The cyclist covered the first half of the journey at a speed of V1 = 10 km / h. Then he went at a higher speed
The cyclist covered the first half of the journey at a speed of V1 = 10 km / h. Then he went at a higher speed, but punctured the tire. After trying to fix the puncture, the cyclist was forced to walk the rest of the way.

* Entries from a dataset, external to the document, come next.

PR #9052, opened 2025-02-05
Added ability to customize logo and title

klakhov:
### Motivation and context

This simple PR moves logo management to `/about` server endpoint. It would make easier to change it if needed by replacing `logo.svg` asset on the server. Additinally, there is a possibility to edit subtitle using settings

CVAT logo is `64x32`px in svg format. It is reccomended to use  the same format and proportions.
Customization process is the following: update `logo.svg` asset in `cvat/apps/engine/static` (if the logo has different name, update `LOGO_FILENAME` in `settings/base.py`), update `subtitle` in `ABOUT_INFO` to change text on the sign-in/sign-up pages. 

### Checklist

### License


cvat/apps/engine/views.py
```diff
@@ -189,6 +189,12 @@
 _DATA_UPDATED_DATE_HEADER_NAME = 'X-Updated-Date'
 _RETRY_AFTER_TIMEOUT = 10
 
+ICON_FILE = "assets/logo.svg"
+
+def get_logo() -> str:
```
nmanovic, line 194: Please check that we don't read it on every about request.

cvat/settings/base.py
```diff
@@ -769,3 +769,15 @@ class CVAT_QUEUES(Enum):
...
+ABOUT_INFO = {
+    "name": "Computer Vision Annotation Tool",
+    "title": "Open Data Annotation Platform",
+    "description": "CVAT is completely re-designed and re-implemented " +
+                "version of Video Annotation Tool from Irvine, California " +
+                "tool. It is free, online, interactive video and image annotation " +
+                "tool for computer vision. It is being used by our team to " +
+                "annotate million of objects with different properties. Many UI " +
+                "and UX decisions are based on feedbacks from professional data " +
+                "annotation team.",
```
bsekachev, line 782: I would suggest to remove title and put its content to description

cvat/apps/engine/views.py
```diff
@@ -189,6 +189,12 @@
...
+    with open(osp.join(osp.dirname(__file__), ICON_FILE)) as f:
+        return f.read()
```
bsekachev, line 196: I will propose to support .png files also
Thus it may be encoded to base64 on the server and displayed as is on client

bsekachev (commented):
In this implementation it is still not customizable, as was requested by the customer,  as icon is a part of docker image

cvat/apps/engine/views.py
```diff
@@ -210,15 +216,11 @@ def get_serializer(self, *args, **kwargs):
     def about(request):
         from cvat import __version__ as cvat_version
         about = {
-            "name": "Computer Vision Annotation Tool",
+            "name": settings.ABOUT_INFO["name"],
```
bsekachev, line 219: Will the response be cached by the browser?

cvat-ui/src/components/common/cvat-logo.tsx
```diff
@@ -0,0 +1,17 @@
+import React from 'react';
+import { useSelector } from 'react-redux';
+
+function CVATLogo(): JSX.Element {
+    const SVGLogo = useSelector((state: any) => state.about.server.logo);
+
+    return (
+        <div className='cvat-logo-icon'>
+            <img
```
bsekachev, line 9: What if the server returns logo (let's say 1024x256px)? Will it be fit into the component?

cvat/apps/engine/views.py
```diff
@@ -210,15 +216,11 @@ def get_serializer(self, *args, **kwargs):
...
+            "description": settings.ABOUT_INFO["description"],
             "version": cvat_version,
-            "description": "CVAT is completely re-designed and re-implemented " +
-                "version of Video Annotation Tool from Irvine, California " +
-                "tool. It is free, online, interactive video and image annotation " +
-                "tool for computer vision. It is being used by our team to " +
-                "annotate million of objects with different properties. Many UI " +
-                "and UX decisions are based on feedbacks from professional data " +
-                "annotation team."
+            "logo": get_logo(),
```
SpecLad, line 223: Do we really need to include the whole logo into the API response?

I think it would be more sensible to include the URL of the logo, and stick the actual logo in the `static` directory. Then:

1. The API response won't be as bloated.
2. The usual HTTP caching mechanisms will apply, so the clients won't fetch the logo more often than necessary.
3. It'll be more efficient if the logo is in a non-text format (e.g. PNG), since no encoding will be necessary.

SpecLad:
> In this implementation it is still not customizable, as was requested by the customer, as icon is a part of docker image

That seems normal to me - where else would it be? I'm assuming that the customization process will involve mounting an alternate icon file into the container.

Did you have something else in mind?

cvat/apps/engine/views.py
```diff
@@ -210,15 +216,11 @@ def get_serializer(self, *args, **kwargs):
     def about(request):
         from cvat import __version__ as cvat_version
         about = {
-            "name": "Computer Vision Annotation Tool",
+            "name": settings.ABOUT_INFO["name"],
+            "title": settings.ABOUT_INFO["title"],
+            "description": settings.ABOUT_INFO["description"],
```
SpecLad, line 221: Why did you make the name and description customizable? I don't think that was in the customer's request. It's also not mentioned in the changelog.

cvat/settings/base.py
```diff
@@ -769,3 +769,15 @@ class CVAT_QUEUES(Enum):
 
 # Indicates the maximum number of days a file or directory is retained in the temporary directory
 TMP_FILE_OR_DIR_RETENTION_DAYS = 3
+
+ABOUT_INFO = {
+    "name": "Computer Vision Annotation Tool",
+    "title": "Open Data Annotation Platform",
```
SpecLad, line 775: I think calling this a "title" risks confusion with the "name" field. Maybe it should be called something like "subtitle", or "tagline"?

cvat/settings/base.py
klakhov: This text is still used in 'about' modal window that we have. I agree it may be outdated, but I dont think we want to remove it in terms of this PR.
If we are talking about customization of `/about` endpoint it makes sense so we can edit the description too.

cvat/apps/engine/views.py
```diff
@@ -189,6 +189,12 @@
 _DATA_UPDATED_DATE_HEADER_NAME = 'X-Updated-Date'
 _RETRY_AFTER_TIMEOUT = 10
 
+ICON_FILE = "assets/logo.svg"
```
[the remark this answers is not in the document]
klakhov: Moved to settings

cvat/apps/engine/views.py
klakhov: Implemented solution with static file, so different image formats are supported now

cvat/apps/engine/views.py
klakhov: Yes, static content will be cached

cvat-ui/src/components/common/cvat-logo.tsx
klakhov: Changed styles a bit. By default logo component is `64x32` so everything bigger will be scaled using `object-fit: contain` to maintain the size

cvat/apps/engine/views.py
klakhov: For me it makes sense if we want to customize the `/about` response via settings we can also customize those fields.

klakhov:
From my perspective, the logo customization process should be straightforward: place the new file in correct folder and configure a setting for its name if necessary. The same goes for text info in `/about`.
I dont think we want implement something like uploading new logo from UI

cvat/apps/engine/views.py
klakhov: Changed implementation to use static logo file as Roman suggested. Now it should be cached correctly

cvat-ui/src/components/signing-common/styles.scss
```diff
@@ -34,14 +34,18 @@ $social-google-background: #4286f5;
...
+
 .cvat-signing-header {
     background: transparent;
     position: fixed;
     padding: $grid-unit-size * 2 0 0 0;
     width: 100%;
 
     .cvat-logo-icon {
-        fill: white;
+        filter: brightness(0) invert(1);
```
bsekachev, line 48: As I understand it makes any logo on sign-in page white, however what if a color logo provided? 
This approach will break such logo.

cvat/apps/engine/serializers.py
```diff
@@ -2627,6 +2627,8 @@ class AboutSerializer(serializers.Serializer):
     name = serializers.CharField(max_length=128)
     description = serializers.CharField(max_length=2048)
     version = serializers.CharField(max_length=64)
+    logo = serializers.CharField()
```
SpecLad, line 2630:
```suggestion
    logo_url = serializers.CharField()
```

cvat/apps/engine/views.py
```diff
@@ -189,6 +189,9 @@
 _DATA_UPDATED_DATE_HEADER_NAME = 'X-Updated-Date'
 _RETRY_AFTER_TIMEOUT = 10
 
+def get_logo_uri(request) -> str:
+    return request.build_absolute_uri(f'{settings.STATIC_URL}{settings.LOGO_FILENAME}')
```
SpecLad, line 193:
```suggestion
    return request.build_absolute_uri(storages["staticfiles"].url(settings.LOGO_FILENAME))
```

This will correctly handle URL escaping and concatenation.

cvat/apps/engine/views.py
```diff
@@ -189,6 +189,9 @@
 _DATA_UPDATED_DATE_HEADER_NAME = 'X-Updated-Date'
 _RETRY_AFTER_TIMEOUT = 10
 
+def get_logo_uri(request) -> str:
```
SpecLad, line 192: This seems like it should be a private method inside `ServerViewSet` (or just inlined).

cvat/apps/engine/views.py
SpecLad: I don't think we should make things customizable without a clear use case.

cvat/settings/base.py
```diff
@@ -769,3 +769,16 @@ class CVAT_QUEUES(Enum):
 
 # Indicates the maximum number of days a file or directory is retained in the temporary directory
 TMP_FILE_OR_DIR_RETENTION_DAYS = 3
+
+LOGO_FILENAME = 'logo.png'
```
SpecLad, line 773:
```suggestion
LOGO_FILENAME = 'logo.svg'
```

cvat/apps/engine/views.py
klakhov: Ok, removed. Lets keep only subtitle for now

cvat/apps/engine/views.py
klakhov: Feels like inlined would be simplier. Added.

cvat/apps/engine/views.py
klakhov: Updated

SpecLad (approved):

bsekachev (approved):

What is the average speed of a cyclist along the entire path, if the first third of the time spent on the second half of the journey, he was driving at a speed of V2 = 20 km / h, the second third was engaged in a puncture, and the last third was on foot at a speed of V4 = 5 km / h ?
To calculate the average speed of the presented cyclist, we will use the formula: Vav = S / (t1 + t2) = S / (0.5S / V1 + 0.5S / ((V2 + V3 + V4) / 3)) = 1 / (1 / 2V1 + 1 / (2 * (V2 + V3 + V4) / 3)).
Variables: V1 is the speed of the presented cyclist in the first half of the journey (V1 = 10 km / h); V2 – high speed at the beginning of the second half of the journey (V2 = 20 km / h); V3 – speed during puncture repair (V3 = 0 km / h); V4 – walking speed (V4 = 5 km / h).
Calculation: Vav = 1 / (1 / (2 * 10) + 1 / (2 * (20 + 0 + 5) / 3)) = 1 / 0.11 = 9.09 km / h.
Answer: The average speed of the presented cyclist along the entire route was 9.09 km / h.